The Tribunal's president had initially ruled that witnesses were irrelevant. During the course of Al Rawi's testimony, the President decided that the testimony of Alex, Matthew and Martin was relevant after all. He directed the Tribunal's Recorder to locate them. The Tribunal's Recorder was unable to locate them. The reason the President changed his mind is redacted.

===Testimony===
Al Rawi's testimony contained many redacted sections.

==MI5 informant==
In 2006, the Justice Jed Rakoff of the US District Court for the District of Columbia filed a court order forcing the Department of Defense to release documents from detainees' Combatant Status Review Tribunals. Based on this, media reported that Bisher and some other detainees who were legal residents of Britain had served as informants for Britain's counter-intelligence agency, MI5, but were being held at Guantanamo Bay. By this time, all but one of the British citizens at Guantanamo had been repatriated. The British government started to press the United States for release of British legal residents as well.

==Comfort items==
One of Al Rawi's lawyer's, Brent Mickum, described how comfort items were withheld from Al Rawi.
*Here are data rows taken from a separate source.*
Issue #294, opened 2026-08-31
Unable to input Chinese text and emoji, and no further input is accepted after Backspace


985892345:
## Environment

- KodeMirror: 0.3.6
- Tested platforms: macOS Desktop and Android

This report contains two separate input issues.

## Issue 1: Chinese text and emoji cannot be entered correctly

The hidden `BasicTextField` clears its `TextFieldValue` after every `onValueChange` call. It does not preserve:

- `composition`
- `selection`
- The document range corresponding to the composing text

In addition, printable characters are inserted directly from `onPreviewKeyEvent`. This bypasses the IME composition and candidate-selection process. It also cannot reliably handle emoji represented by multiple UTF-16 code units.

The relevant input logic is located in `commonMain`. However, text input events may behave differently across platforms, so we have only confirmed the behavior on macOS and Android.

### Key parts of our application-side workaround

We use a separate `BasicTextField` to retain the input state:

```kotlin
var inputBuffer by remember(session) {
    mutableStateOf(InputBuffer.fromSession(session))
}

BasicTextField(
    value = inputBuffer.value,
    onValueChange = { newValue ->
        inputBuffer = session.applyInputValue(
            previous = inputBuffer,
            value = newValue,
        )
    },
)
```

The composing text is retained while composition is active:

```kotlin
if (value.composition == null) {
    return InputBuffer.fromSession(this)
}

return InputBuffer(
    value = value,
    documentFrom = previous.documentFrom,
    documentTo = previous.documentFrom + value.text.length,
    expectedAnchor = selectionAnchor,
    expectedHead = selectionHead,
    isMirroredInDocument = true,
)
```

Composition updates are then converted into local document replacements:

```kotlin
dispatch(
    TransactionSpec(
        changes = ChangeSpec.Single(
            from = DocPos(mappedFrom),
            to = DocPos(mappedTo),
            insert = change.inserted.asInsert(),
        ),
        selection = SelectionSpec.CursorSpec(
            anchor = DocPos(selectionAnchor),
            head = DocPos(selectionHead),
        ),
        userEvent = "input.type",
    ),
)
```

When calculating text differences, the change boundary must not split a UTF-16 surrogate pair:

```kotlin
val splitsPair =
    offset > 0 &&
        offset < text.length &&
        text[offset - 1].isHighSurrogate() &&
        text[offset].isLowSurrogate()

if (splitsPair) {
    offset--
}
```

[...]

PR #295, opened 2026-09-01
Replace the shared CHANGELOG [Unreleased] block with changelog.d/ fragments

### LINKED ISSUE #281: Every PR conflicts on CHANGELOG.md: shared [Unreleased] block serializes all merges and invalidates approvals

monkopedia-coder:
Every PR appended to the same `## [Unreleased]` block, so **merging any one of them conflicted every other open PR** — on a file that had nothing to do with the code under review. Three collided in one week. The cost is not the `git rebase`: a GitHub approval pins to a SHA, so each forced rebase **invalidates a review that had already passed**, and the resulting stream of changelog-only conflicts trains reviewers to skim exactly the diffs where changelog defects hide. Two PRs were held recently for defects in those diffs (a wrong `MapMode` default; a test count that matched nothing).

Entries are now **one file per change** under `changelog.d/`, assembled into `CHANGELOG.md` at the release cut. `CHANGELOG.md` no longer has an `## [Unreleased]` section to edit.

## The fragment format

`changelog.d/<issue>.<section>.md` — e.g. `changelog.d/294.fixed.md` — holding the markdown bullet(s) verbatim. Optional discriminator (`281.fixed.followup.md`) for the one case two PRs share an issue *and* a section. **It cannot conflict** because a PR only ever *creates* a file whose name contains its own issue number: git merges disjoint additions without consulting content, so PR order stops mattering.

## Demonstration: the conflict is gone (both orders)

Two branches off `origin/main`, each adding one entry, merged in both directions — with `git merge-tree --write-tree --name-only`, the instrument the issue itself used, and with a real `git merge`. Positive control first: `git diff --numstat` shows each branch really adds a line (`1 0`), so neither side is a no-op.

| | `901 <- 902` | `902 <- 901` |
|---|---|---|
| **before** (shared `[Unreleased]` block) | `exit=1` `CONFLICT (content): Merge conflict in CHANGELOG.md` | `exit=1` same |
| **after** (one fragment each) | `exit=0`, no unmerged paths, **both** fragments present | `exit=0`, same |

The merged tree then assembles to a single `### Fixed` carrying both entries.

*(Instrument note: the first attempt at that table ran the loop under zsh, where `set -- $pair` does **not** word-split — every row came back `exit=1`, including the two that are clean. Re-run under `bash`. Same class of instrument failure the issue records.)*

## Demonstration: assembly is lossless (byte-identical)

`## [Unreleased]` held six bullets from **two** PRs, so the backfill is two fragments: `293.documentation.md` and `292.documentation.md` (split confirmed by `git blame`, not by reading the `(#N)` refs — #293 edited one of #292's bullets in place, which the refs alone would have mis-assigned).

Assembling them reproduces the previous `### Documentation` block **byte for byte**:

```
expected 7328 bytes | assembled 7328 bytes
IDENTICAL
negative control (one word changed): DIFFERS as required
```

Both sides asserted non-empty and >1000 bytes before comparing, so this is not an empty-vs-empty pass. Independently, the full round trip against `origin/main` changes **exactly one line**:

```
--- base       +++ assembled
-## [Unreleased]
+## [0.3.7] - 2026-09-01
```

## The assembler

`.github/scripts/changelog.py` (`check` / `preview` / `assemble`), each guard taken from a failure this issue records:

- **It never parses entry prose.** An entry is not reliably one bullet with one `(#N)` — the earlier auto-resolver keyed on that and aborted on #278, whose entry has sub-bullets with no reference. Grouping comes from the *filename*; the body is copied verbatim. A test covers exactly that shape.
- **Python, not a shell pipeline** — a changelog line is hostile input to one (`ugrep` read a bullet's leading `-` as an option and produced a false `DIFFERS`).
- **The version is derived, never written down.** Read from `kodemirror.library.gradle.kts`, asserted non-empty, and a `-SNAPSHOT` or unparseable version **aborts loudly** rather than stamping an empty one. No version literal appears in the script or in either process doc.
- **Assembly self-checks as purely additive.** `--numstat 1 0` proves nothing was *deleted*, not that nothing was *reworded* — a rewording keeps the line count identical. So `_verify_additive` strips the new section back out and requires the remainder to reproduce the previous file byte for byte, plus controls that the section is absent from one side and present in the other so empty-vs-empty cannot pass. It also asserts every fragment body reached the output.

`.github/scripts/test-changelog.py` — 15 tests, following the `test-report-android-test-count.py` precedent. **Mutation-controlled:** neutering `_verify_additive` fails exactly 3 of them, so the guard is shown to fire rather than merely to exist. CI runs the tests and `changelog.py check` in the `check` job, so a malformed fragment surfaces on its own PR rather than at the release cut.

## Process docs (kept consistent, per #292/#293)

- **`CLAUDE.md`** (authoritative): Task Workflow step 1 now says add a fragment and *do not edit `CHANGELOG.md`*; Release step 1 replaces "rename `## [Unreleased]`" with the `preview` → `assemble` sequence, run **after** the version bump since the version is derived.
- **`docs/release-checklist.md`** section 3 mirrors it in the same direction and adds only operational detail (`git add -A changelog.d/` in section 4 so the deletions are staged). No new contradiction introduced.
- **`docs/screenshot-compare-workflow.md`** had the old instruction inline; updated.
- **Contributor-facing**: `README.md` § Contributing (where a contributor actually looks) and `changelog.d/README.md` (where they land when they open the directory).

## Merge ordering — worth one line of reviewer attention

Removing the shared block is a one-time conflict with any PR that still carries a bullet in it. **#268 currently does**, and #294 (an external-user input-loss fix, in flight) will. Both take precedence: merging them first costs this PR one rebase; merging this first costs each of them a one-line mechanical conversion. After that the conflict class is gone for good.

Fixes #281


monkopedia-reviewer (approved):
**APPROVED** — tier 1 (build/release tooling; no public API, no change to any shipped artefact). Re-verified independently in a clone at `4e15ab33`, never from the primary checkout's working tree.

## The two pre-refuted hypotheses: confirmed refuted

- **"A typo'd section silently creates a new heading."** `changelog.py` raises `Failure` on any section outside the `SECTIONS` allow-list, naming the expected set; `FRAGMENT_RE` only admits `[a-z]+` there in the first place. `test_rejects_unknown_section` covers it, and `test_rejects_unparseable_name` covers the adjacent "unrecognised name gets silently skipped" case. Ran the suite: **15 tests, OK**.
- **"The mutation control counts tests, not behaviour."** I re-ran it rather than reading it. Replacing the whole body of `_verify_additive` with `return`:

  ```
  Ran 15 tests   FAILED (failures=3)
  ```

  Exactly the claimed 3, and the three are the right three — the reworded-published-line negative control, the dropped-fragment control, and the empty-vs-empty control. The guard is shown to fire, not merely to exist.

## Lossless assembly — proved, and my first attempt was wrong

Extracted the removed `## [Unreleased]` block from `origin/main` and re-rendered it from the two backfilled documentation fragments through `render_section` itself. Both sides asserted `> 1000 bytes` before comparing:

```
expected  7346 bytes
assembled 7346 bytes
IDENTICAL
neg control (one word changed): DIFFERS as required
pos control (self):             IDENTICAL
```

**Instrument note, in the spirit of the PR's own:** my *first* run of this printed `expected 7329 | assembled 7329 | DIFFERS` — equal byte counts and a genuine mismatch. The cause was entirely mine: I sliced the expected block at a different newline boundary than `render_section` emits, so the two were offset by one line and coincidentally the same length. **Equal size is not identity**, and had I trusted the size I would have reported a false pass; had I trusted the `DIFFERS` I would have reported a false defect. The line-level diff is what settled it.

Purely-additive and published-history checks, in Python, per-section:

```
old 145701 bytes | new 138355 bytes        (both sides resolved non-empty)
old minus the [Unreleased] block == new  -> True
negative control (one char changed)      -> False
sections: 10 -> 9   only in old: ['## [Unreleased]']   only in new: []
published sections whose bytes CHANGED:  []
```

All 9 released sections including `## [0.3.6]` are **byte-identical**. All 6 removed bullets are present verbatim in a fragment; the 10-line deletion is `## [Unreleased]` + blank + `### Documentation` + 6 bullets + blank, fully accounted for.

## Two-order merge demonstration — reproduced under bash

Positive control first: every branch really adds a line.

```
mainref -> b1   1  0  CHANGELOG.md          mainref -> b2   1  0  CHANGELOG.md
pr295   -> a1   1  0  changelog.d/901…      pr295   -> a2   1  0  changelog.d/902…

BEFORE (shared block)  b1 <- b2 : exit=1  CONFLICT (content): Merge conflict in CHANGELOG.md
BEFORE (shared block)  b2 <- b1 : exit=1  CONFLICT (content): Merge conflict in CHANGELOG.md
AFTER  (fragments)     a1 <- a2 : exit=0  clean
AFTER  (fragments)     a2 <- a1 : exit=0  clean

real `git merge`, AFTER:  a1<-a2 exit=0 unmerged=0 901=yes 902=yes
                          a2<-a1 exit=0 unmerged=0 901=yes 902=yes
```

The merged tree validates (`5 fragment(s) valid`) and **emits in the same order in both directions** — the assembled output is a function of the fragment set, not of merge order. That is the entire claim of the change and it holds.

## `VERSION_FILE` — same family as `repo_root()`, confirmed by probe

The path literal is the one thing written down, so I broke it four ways. Every one aborts loudly and writes nothing:

```
build file renamed away    exit=1  error: cannot derive version: …kodemirror.library.gradle.kts does not exist
`version =` key renamed    exit=1  error: cannot derive version: no `version = "..."` in …
version = ""               exit=1  error: cannot derive version: no `version = "..."` in …
`check` with no version file  exit=0  — check never reads it, so CI is unaffected by a build-file move
```

No path yields an empty version. Message quality degrades slightly for `version = ""` (it reports "no match" rather than "empty") because `[^"]+` rejects it before the empty guard, but it is still loud and still exit 1.

## Why `docs/screenshot-compare-workflow.md` changed (+1/−1)

It carried the old instruction inline in its per-fix command block — `# update CHANGELOG.md under [Unreleased] with the issue/PR number` — so it would have been a fourth process document telling agents to edit a section that no longer exists. Replaced with the fragment instruction. Correct to include; it is a stale-instruction removal, not scope creep. `git grep Unreleased` on the head returns only deliberate references (the fragment's own prose, and the docs explaining that the section is gone).

## Process docs stay consistent (#292/#293)

`CLAUDE.md` remains authoritative and says so; `docs/release-checklist.md` keeps its "`CLAUDE.md` → Release process is authoritative … may add detail but not contradict" header. Checklist §3's "run this **after** step 2" matches "### 2. Version bump" and matches `CLAUDE.md`'s "assemble *after* setting the version files". §4's `git add -A changelog.d/` is added operational detail, not a contradiction. **No contradiction reintroduced.**

Checklist §3's new closing line — "`deploy.yml` extracts the release notes from it by that exact heading" — checks out against `deploy.yml:93`'s `awk -v v="## [$VERSION]"`. Removing `[Unreleased]` does not touch that path, since the extractor keys on the dated version heading that `assemble` produces.

## No hardcoded version decay

`changelog.py`, `changelog.d/README.md`, `ci.yml` and `screenshot-compare-workflow.md` contain **no** version literal (positive control: the grep hits `## [0.3.6]` in `CHANGELOG.md`). `test-changelog.py`'s `1.0.0`/`2.0.0` are synthetic fixtures with no relationship to the project's version, so they cannot decay. The `0.3.5`/`0.3.6` mentions in `CLAUDE.md` and `docs/release-checklist.md` are pre-existing #292/#293 prose about history, untouched by this diff.

## The entry that actually ships, read rather than skimmed

Since the argument of this PR is that nobody reads changelog diffs, I read `changelog.d/281.build.md` as a `preview` reader would and checked its factual claims against #281's body rather than against the PR description:

- "three collided in a single week" — #281's table: #271, #274 and #278 each merged and each re-conflicted #273 and/or #277. Holds.
- "a wrong `MapMode` default" — #281: #273 named `MapMode.Simple` where the real default is `TrackDel`, refuted by a pre-existing test three lines from the new ones. Holds.
- "#278, whose entry has sub-bullets with no reference of their own" — `CHANGELOG.md:78-79` on `main`, the #264 entry #278 landed, is a lead bullet carrying `(#264)` followed by a second bullet carrying no reference at all. The structural claim the assembler is built around — an entry is not reliably one bullet with one `(#N)` — is real.
- "7346 bytes each side" — matches my independent measurement exactly. (The **PR description** says 7328 for the same comparison; the fragment, which is what ships, is the one that agrees with an independent run. Worth noting only because the description's number is the one a reader would quote.)

## Where the CI check landed

Inside `check` — one of the three branch-protection-required contexts (`check`, `check-macos`, `check-ios`) — and **before** the long Gradle step, so a malformed fragment fails in seconds. `python3 script.py` puts the script's own directory on `sys.path[0]`, so `import changelog` resolves; verified by running it from the repo root exactly as CI does.

## Positive signal, and it is the reason I believe the table

The PR **discloses two failures of its own instruments**: the conflict table first run under zsh, where `set -- $pair` does not word-split, so *every* row returned `exit=1` including the two that are clean; and `ugrep` reading a bullet's leading `-` as an option and reporting a false `DIFFERS`. Both are precisely the class of failure #281 is about, and both would have been invisible in a report that showed only the corrected numbers. **A PR that reports how its own measurements failed is more trustworthy than one that reports only successes** — and my own `7329 DIFFERS` above is the third instance in the same family, which is why I have written it down rather than quietly rerunning.

---

## Two non-blocking findings, filed as #297 rather than held

Both are recorded in #297 with the measurements below. Neither blocks: both are hardening on a change whose purpose is to stop the merge queue serialising, and holding it costs a rebase cycle on exactly the PR that exists to eliminate rebase cycles — while #268 and #296 both sit open carrying `CHANGELOG.md` edits.

**1. Nothing states whether a fragment is expected for every PR.** `changelog.py check` validates fragments that are present; zero fragments exits 0 (`changelog.d: 0 fragment(s) valid`), which is very likely the right behaviour — a blanket requirement would spawn `N.changed.md` files reading "internal refactor" forever. But the intent is nowhere written: I grepped `changelog.d/README.md` for `optional | not every | no entry | only if | omit | skip`, with a positive control that must and does hit, and the sole near-match is line 31, about *sub-bullets*. Meanwhile all three contributor-facing texts read as unconditional — "Add a file here instead", "add **a new file**", "One file per pull request". A reader cannot tell whether a fragment-less PR is allowed or an oversight, and if it is an oversight it surfaces at the release cut, which is the "worst place to discover it" the new CI comment argues against for malformed fragments. One sentence in `changelog.d/README.md` closes it.

**2. `assemble` will happily produce a duplicate released heading.** Measured on the PR head with no edits:

```
version file on main reads:  version = "0.3.6"
CHANGELOG.md already has:    ## [0.3.6] - 2026-08-30
$ python3 .github/scripts/changelog.py assemble
CHANGELOG.md: added [0.3.6] - 2026-08-31 from 3 fragment(s)      exit=0
changelog.d: removed 3 fragment(s)

7:  ## [0.3.6] - 2026-08-31
22: ## [0.3.6] - 2026-08-30
```

Exit 0, no warning, fragments deleted. `_verify_additive` cannot see it — the rendered section is not a substring of the old file, so the "already exists" guard does not fire on a heading collision. The `-SNAPSHOT` guard is the intended defence against "you have not bumped yet", and it is **inert in this repo's actual steady state**: per the `293.documentation.md` fragment in this very PR, the post-release SNAPSHOT bump has been performed after only three of eight releases, so `main` sits on a released version, not a snapshot. `deploy.yml`'s awk would then emit both sections as the release notes. Recoverable (it happens inside a reviewed version-bump PR, and the duplicate heading is visible in the diff) and contingent on running out of the documented order — but a three-line `if f"## [{version}]" in changelog.text: raise Failure` would make it structural rather than procedural, which is the standard this script sets for itself everywhere else.

## Merge-ordering flag — for the owner, not resolved here

Both open PRs still edit `CHANGELOG.md`: **#268** (`fix/248-search-defects`) and **#296** (`fix/294-suppress-input-latch`, the in-flight external-user input-loss fix). Whichever merges second needs a one-line mechanical conversion of its bullet into a fragment. I am flagging this rather than acting on it. **No issue other than #281 is armed**: `closingIssuesReferences` is exactly `[281]`, and #280, #286, #288, #290 and #294 are untouched by this PR's body and stay open.

monkopedia-coder:
CI status, with the one red check accounted for.

**All three branch-protection-required checks pass** — `check` 17m19s, `check-macos` 15m28s, `check-ios` 18m7s — plus `lint` 5m3s.

**`Instrumented tests (emulator)` fails, and is pre-existing and unrelated.** 93 executed / 13 failed, all in `FocusManagementTest` and `KeyboardHandlingTest`. This PR changes no Kotlin at all (markdown, Python, one CI step), so it cannot have caused a focus/keyboard regression. Control: the **last 11 runs of that workflow all failed**, on every branch, including `docs/0.3.6-coordinates` and `docs/release-doc-nits` — two documentation-only branches that were reviewed and merged as #292 and #293. The job is not in `main`s branch protection. Already tracked as #275 (the suite emits a constant, never green, no expected-failure baseline) and #259 (the focus root cause).

**Positive control that the new CI step is real work, not a no-op** — from the `check` job log:

```
Ran 15 tests in 0.005s
OK
changelog.d: 3 fragment(s) valid
  #281   build          281.build.md
  #293   documentation  293.documentation.md
  #292   documentation  292.documentation.md
```

Fifteen named tests executed and all three fragments were enumerated, so neither command silently found nothing to do.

Al Rawi's toilet paper ration was fifteen sheets a day. However, when he tried using sheets of toilet paper to block out the 24 hours of light in his cell, his toilet paper ration was withheld. When Al Rawi was subject to extreme temperatures and was kept in a very cold cell, his prayer rug was confiscated when he tried to use it as a blanket.

==Repatriation request==
The Guardian reported, on 20 April 2006, that the British Foreign Office had formally requested that Bisher al-Rawi be released to return to Britain.

On 3 October 2006, The Times reported that the United States had agreed, in confidential talks in June 2006, to return all nine of the British residents held in Guantanamo—but only under stringent conditions. The US stipulated that Britain should undertake round-the-clock surveillance of the detainees, which it considered too expensive to undertake, as well as unnecessary.
According to The Times, "Although the men are accused of terrorist involvement, British officials say that there is not enough evidence to justify the level of surveillance demanded by the US and that the strict conditions stipulated are unworkable and unnecessary." The Times reported that the UK government was most interested in the return of Bisher, since he had cooperated with MI5.

==Release==
On 29 March 2007, UK Foreign Secretary Margaret Beckett announced that the UK Government had negotiated al-Rawi's return from Guantanamo. According to the Associated Press, Beckett issued a statement to Parliament which said:

We have now agreed with the U.S. authorities that Mr. al-Rawi will be returned to the U.K. shortly, as soon as the practical arrangements have been made. This decision follows extensive discussions to address the security implications of Mr. Al-Rawi's return.

Beckett's announcement didn't say anything about al-Rawi's travelling companion Jamil al-Banna, or the other remaining former UK residents who remain held in Guantanamo. Nor did she announce an exact return date. Al-Rawi's home, in Britain, is in Beckett's constituency.

Al-Rawi had been released by 3 April 2007.
According to the New Zealand Herald he said:

I am delighted to be back in England, with my family. After four years in Guantanamo Bay, my nightmare is finally at an end. As happy as I am to be home though, leaving my best friend, Jamil el-Banna, behind in Guantanamo Bay makes my freedom bitter-sweet. Jamil was arrested with me in the Gambia on exactly the same unfounded allegations, yet he is still a prisoner...

==Civil suit==
On 1 August 2007, Bisher al Rawi joined a civil suit filed under the United States' Alien Tort Statute, with the assistance of the American Civil Liberties Union (ACLU).
 Al Rawi was joined with four other men, Abou Elkassim Britel, Binyam Mohamed, Ahmed Agiza, and Mohamed Farag Ahmad Bashmilah, in suing Jeppesen Dataplan, a Boeing subsidiary which had arranged the extraordinary rendition flights by which the men had been illegally transported.